### Source material
━━━━━━━━━━━━━━━━━━━━━━━━━━━━━━

PR #61, opened 2019-06-17
chore(package): bump all devDependencies

watson:


watson:
Travis tests are unrelated: It's an issue that happens 9 out of 10 times on Node.js 6. There's no need to spend time fixing it as we're dropping support for Node.js 6 ASAP.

━━━━━━━━━━━━━━━━━━━━━━━━━━━━━━

### What is expected
Take the entries above and repeat them verbatim.

### Result below
PR #61, opened 2019-06-17
chore(package): bump all devDependencies

watson:


watson:
Travis tests are unrelated: It's an issue that happens 9 out of 10 times on Node.js 6. There's no need to spend time fixing it as we're dropping support for Node.js 6 ASAP.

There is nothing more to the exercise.